Venetian blinds are versatile and efficient. They can be adjusted without too much difficulty, to control the amount of light required or to allow you some privacy.


The blinds come in bold, bright colors, contemporary patterns and textures.


Before the modern venetian blinds were created, a primitive form of blind had been in use for centuries, serving a similar function to the blinds of today.


Inhabitants of these earlier times would hang wet cloths over the windows in their huts for cooling purposes.


Reeds were attached together by the Egyptians. The Chinese used bamboos in a similar way, and as time went by cloths became more delicate and pleasing to the eye.


Travelling Venetian traders came across a type of venetian blind in Persia and introduced them to Venice and Paris.


John Webster, who came from London, was the trailblazer of venetian blinds in the United States in 1767.


Venetian blinds were on show at the Independence Hall in Philadelphia when the Declaration of Independence was signed.
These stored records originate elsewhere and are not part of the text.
PR #198, opened 2023-06-02
Add `datamodel` maker

WilliamJamieson:
When developing tests in `romancal` it was a little annoying to construct the `datamodel` you needed, as the `maker_utils`/`testing.factories` all construct the `stnode` objects, not the actual `datamodels` themselves.

This PR provides a convenience function (`maker_utils.mk_datamodel`) to do this for you. For any `datamodel` `type` (in the `MODEL_REGISTRY`) it automatically grabs the correct `maker_util` and then uses the it to construct data which it then feeds into the `datamodel` class to construct a full fledged `datamodel` of the desired type.

For example if one wants a `RampModel` the following will construct a `RampModel` filled with dummy data:

```python
from roman_datamodels.datamodels import RampModel
from roman_datamodels.maker_utils import mk_datamodel

model = mk_datamodel(RampModel)
```

Note that this is based on #193 and so it will remain a draft for now.

**Checklist**
- [x] updated relevant tests
- [x] Passed romancal regression testing on Jenkins / PLWishMaster. Link: https://plwishmaster.stsci.edu:8081/job/RT/job/Roman-devdeps/310/

### DIFF
--- a/src/roman_datamodels/maker_utils/__init__.py
+++ b/src/roman_datamodels/maker_utils/__init__.py
@@ -1,3 +1,5 @@
+from roman_datamodels.datamodels import MODEL_REGISTRY as _MODEL_REGISTRY  # Hide from public API
+
 from ._basic_meta import *  # noqa: F403
 from ._common_meta import *  # noqa: F403
 from ._datamodels import *  # noqa: F403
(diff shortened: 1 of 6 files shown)


src/roman_datamodels/maker_utils/__init__.py
```diff
@@ -0,0 +1,67 @@
...
+    model_class : type
+        One of the datamodel subclasses from datamodel
+    **kwargs
+        Additional or overridden attributes.
+
+    Returns
+    -------
+    `roman_datamodels.datamodels.Datamodel`
+    """
+    return model_class(mk_node(NODE_REGISTRY[model_class], **kwargs))
```
WilliamJamieson, line 67: This is the actual magic of this whole PR. This automatically pick up any new `Datamodels` added to the `MODEL_REGISTRY` be able to start working with no additional developer input outside of providing `maker_utils` for the `stnode` structure, which the other tests require them to do.

PaulHuwe (approved):
LGTM - like this addition

PR #200, opened 2023-06-05
Bugfix: Datamodels can be initialized with incorrect node.

WilliamJamieson:
@nden noticed that she could initialize any `Datamodel` with any `stnode`, without any issues. This can lead to many unexpected issues, as the `Datamodel` objects are wrappers around the `stnode`. The `stnode` is what handles all the validation and serialization of the `Datamodel` not the `Datamodel` itself. Indeed, if one initializes a `Datamodel` with the wrong `stnode` then when the model is deserialized, one will not get the same datamodel back.

This PR fixes this issue by crosschecking the registered top-level `stnode` for each `Datamodel` against the `stnode` passed to it during construction, an error is raised if the `stnode` is not of the correct type. 

**Checklist**
- [ ] updated relevant tests


tests/test_models.py
```diff
@@ -814,11 +816,26 @@ def test_model_validate_without_save():
...
+@pytest.mark.parametrize("node", datamodels.model_registry.keys())
+@pytest.mark.parametrize("correct, model", datamodels.model_registry.items())
+def test_model_only_init_with_correct_node(node, correct, model):
+    """
+    Datamodels should only be initializable with the correct node in the model_registry.
+
+    This checks that it can be initiallized with the correct node, and that it cannot be
+    with any other node.
+    """
+    img = create_node(node)
```
WilliamJamieson, line 839: This test is rather slow because the `testing.factories` constructors can be extremely slow due to lots of random number generation. #193 can make this much more efficient because it provides a `maker_util` that can determine which node to make, that is only available to `testing.factories` at this time.

src/roman_datamodels/datamodels.py
```diff
@@ -85,6 +85,9 @@ def __init__(self, init=None, **kwargs):
             self._asdf = asdffile
             self._instance = asdffile.tree["roman"]
         elif isinstance(init, stnode.TaggedObjectNode):
+            if not isinstance(self, model_registry.get(init.__class__)):
+                expected = {mdl: node for node, mdl in model_registry.items()}[self.__class__].__name__
+                raise ValueError(f"TaggedObjectNode: {init.__class__.__name__} is not of the type expected. Expected {expected}")
```
WilliamJamieson, line 90: Should this be a `ValidationError` instead.

PR #201, opened 2023-06-06
Refactor the `datamodels` module into a sub-package.

WilliamJamieson:
Currently, the `datamodels` module (`datamodels.py`) is getting a bit complex and is beginning to trip over itself. For example, the need for and discussion in #176 makes clear that at minimum the `open` function needs to be factored into its own separate module. Moreover, there is a lot of cross purposes in the module which make it both long and difficult to follow.

This PR attempts to rectify these issues by turning `datamodels` into a sub-package (directory with `__init__.py`). By doing this we can split the various functions of `datamodels.py` into their own modules. The split is the following:

- `DataModel` is moved into the `datamodels._core` module.
	-  `DataModel` really is just an "abstract" core class which while containing the majority of the relevant datamodel code, is distinct from all the subclasses using it.
	- This means organizationally, it makes sense to push it into its own module away from everything else.
- `open` is moved into the `datamodels._utils` module.
	- This solves the issue "solved" by #176, in a "cleaner" way by fully moving and renaming it into its own module.
	- Additionally, its complete separation from the datamodels, cleans up concerns by making so the "working" datamodels can be distinctly separated from any other code.
	- Finally, the completely separated code means it can be renamed away from shadowing the builtin `open` function, but this still enables us to exactly maintain the current datamodels API via re-naming it in the `datamodels.__init__`. This means `from roman_datamodels.datamodels import open` or `from roman_datamodels import datamodels as rdm` with `rdm.open` both still fully work.
- ~`ModelContainer` is moved into the `datamodels._container` module.~ (removed by #204)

John Hampson, of New Orleans, designed a method to adjust the angle of the slats in 1841.


At the end of the 19th Century and the beginning of the 20th Century wooden blinds were still extremely popular in America.


Venetian blinds are slatted with a number of long horizontal strips of metal or vinyl connected in rows.


As a rule the slats are attached with string so that they can be turned to allow the light to pass through them.


They can also be turned flat to block the light from outside.


Usually, the turning of the slats is accomplished by rotating a metal plastic piece found at the upper corner of the blinds.


A string or pull allows the blinds to be raised as well as removing them entirely from obscuring the window.


Battery operated remote controlled venetian blinds are the perfect answer for the less abled person.